● **TASK TO CARRY OUT**
The expected output is the line holding "also comes after" plus every line after it through the end of the listing, copied exactly.
********
PR #3509, opened 2021-01-22
Reorder i31ref and dataref

aheejin:
The binary spec
(https://docs.google.com/document/d/1yAWU3dbs8kUa_wcnnirDxUu9nEBsNfq0Xo90OWx6yuo/edit#)
lists `dataref` after `i31ref`, and `dataref` also comes after `i31ref`
in its binary code in the value-increasing order. This reorders these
********
● **ANSWER SECTION**
lists `dataref` after `i31ref`, and `dataref` also comes after `i31ref`
in its binary code in the value-increasing order. This reorders these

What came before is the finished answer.